Hey everyone.
I honestly don't even know what I'm looking for in this post, but I'm struggling to find my strength & the fire I once had in my tummy.
It's been a week now since I finally broke up with my partner of nearly 5 years. No children together but both had 3 between us from previous relationships.
Obviously I won't slate him, he wasn't all bad as I wouldn't have stayed as long as I did surely?
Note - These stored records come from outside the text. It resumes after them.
PR #929, opened 2025-07-05
[10.x] Add `scout:queue` command to optimize large imports

stevebauman:
## Description

This PR implements a new `scout:queue` command to optimize the importing of millions of rows into the configured engine.

It works by executing only two queries to retrieve the `MIN` and `MAX` range of the given searchable model, generating ranges based on the given chunk size, and dispatching a job to import the models between each range. This makes it significantly faster than the existing `scout:import` command because we're not actually iterating through the entire database table to dispatch the jobs. This means that there will be of course potential gaps between these ranges in the database, so jobs may not index the exact chunk size (or in some cases, index anything at all if the gaps exceed chunk size).

This command also assumes that the model's scout key is an auto-incremented ID. Though, this should cover a large majority of developer's applications using Scout. If a developer attempts to queue a model with a scout key that is not numeric, then the command is aborted with an error.

At my work, we have over 30 million rows that we're indexing at the moment, and the current `scout:import` takes us _days_ to finish, making it difficult to schedule without downtime. This command allows us to effectively spread the load horizontally in our queue worker and get our index back up and running much faster.

Thanks for your time, and let me know your thoughts!

## Usage

**Queuing all models**:

```php
php artisan scout:queue "App\Models\Post"
```

**Queuing by 1000**:

```php
php artisan scout:queue "App\Models\Post" --chunk=1000
```

**Queuing a custom range**:

```php
php artisan scout:queue "App\Models\Post" --min=10 --max=100
```

### DIFF
--- a/src/Console/QueueCommand.php
+++ b/src/Console/QueueCommand.php
@@ -16,6 +16,8 @@ class QueueCommand extends Command
      */
     protected $signature = 'scout:queue
             {model : Class name of model to bulk queue}
+            {--min= : The minimum ID to start queuing from}
+            {--max= : The maximum ID to queue up to}
             {--c|chunk= : The number of records to queue in a single job (Defaults to configuration value: `scout.chunk.searchable`)}';
 
     /**
@@ -38,8 +40,10 @@ class QueueCommand extends Command
 
         $query = $model::makeAllSearchableQuery();
 
-        $min = $query->min($model->getScoutKeyName());
-        $max = $query->max($model->getScoutKeyName());
+        $min = $this->option('min') ?? $query->min($model->getScoutKeyName());
+        $max = $this->option('max') ?? $query->max($model->getScoutKeyName());
+
+        $chunk = max(1, (int) ($this->option('chunk') ?? config('scout.chunk.searchable', 500)));
 
         if (! $min || ! $max) {
             $this->info('No records found for ['.$class.']');
@@ -53,12 +57,8 @@ class QueueCommand extends Command
             return;
         }
 
-        $chunkSize = $this->option('chunk') ?? config('scout.chunk.searchable', 500);
-
-        $chunkSize = max(1, (int) $chunkSize);
-
-        for ($start = $min; $start <= $max; $start += $chunkSize) {
-            $end = min($start + $chunkSize - 1, $max);
+        for ($start = $min; $start <= $max; $start += $chunk) {
+            $end = min($start + $chunk - 1, $max);
 
             dispatch(new MakeRangeSearchable($model, $start, $end))
                 ->onQueue($model->syncWithSearchUsingQueue())
--- a/src/Console/QueueCommand.php
+++ b/src/Console/QueueCommand.php
@@ -1,0 +1,72 @@
+<?php
+
+namespace Laravel\Scout\Console;
+
+use Illuminate\Console\Command;
+use Laravel\Scout\Jobs\MakeRangeSearchable;
+use Symfony\Component\Console\Attribute\AsCommand;
+
+#[AsCommand(name: 'scout:queue')]
+class QueueCommand extends Command
+{
+    /**
+     * The name and signature of the console command.
+     *
+     * @var string
+     */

But my god my mental health took a battering. He never ever once complimented me, told me he loved me, anything. Barely even kissed until I made it an ultimatum this year to start and that only lasted just under a month and then stopped. I was made to feel disgusting, unloved, worthless, and invisible for years. We have had these kinds of break ups 4/5 times before, so obviously my IRL friends aren't particularly believing me that I'm done this time. And that makes it feel tough. But I know I need to remain strong and see this through. I have children to protect and I don't ever want them to think that this way of living was ok and acceptable. I'm nearly 30 and have genuinely never felt loved before. I want to be adored. Admired. I'm not a horrible person at all. I'm no angel by all means. But when I love, I give my absolute all. I've been through so much in my life that everyone thinks I'm strong. I survived cancer whilst carrying my daughter at a young age of 18. So why the hell have I lost all that strength now?
I did everything for this man every day that he was here. Everything. I never asked for a penny towards the rent and bills. I never stopped him doing anything, he had all of his freedom, I encouraged him to do anything that he wanted. I loved him even when I knew he would never give me his all. And we've just split and not had an ounce of contact since. But I did something I've never done before, within minutes of him leaving, I blocked on everything possible, and had all of his things packed up by the following afternoon and in the garden for him to collect. No talk, nothing. I'll admit; the only thing making me sad is the lack of fight. BUT, I also know this is what is best to break the circles from before. I have so much more to type and explain if necessary but for now I'm just so glad if you've read this up to how. I'm rambling I realise. I have amazing children, a reasonably new job that for some miracle I just landed in, and have the opportunity to progress into an exciting career which I've never had before, a lovely home and amazing friends. Why am i feeling so upset? I hate him and how he has made me feel about myself. I don't know what I'm asking for here, so I'm sorry if this seems ridiculous. I'm just so fed up.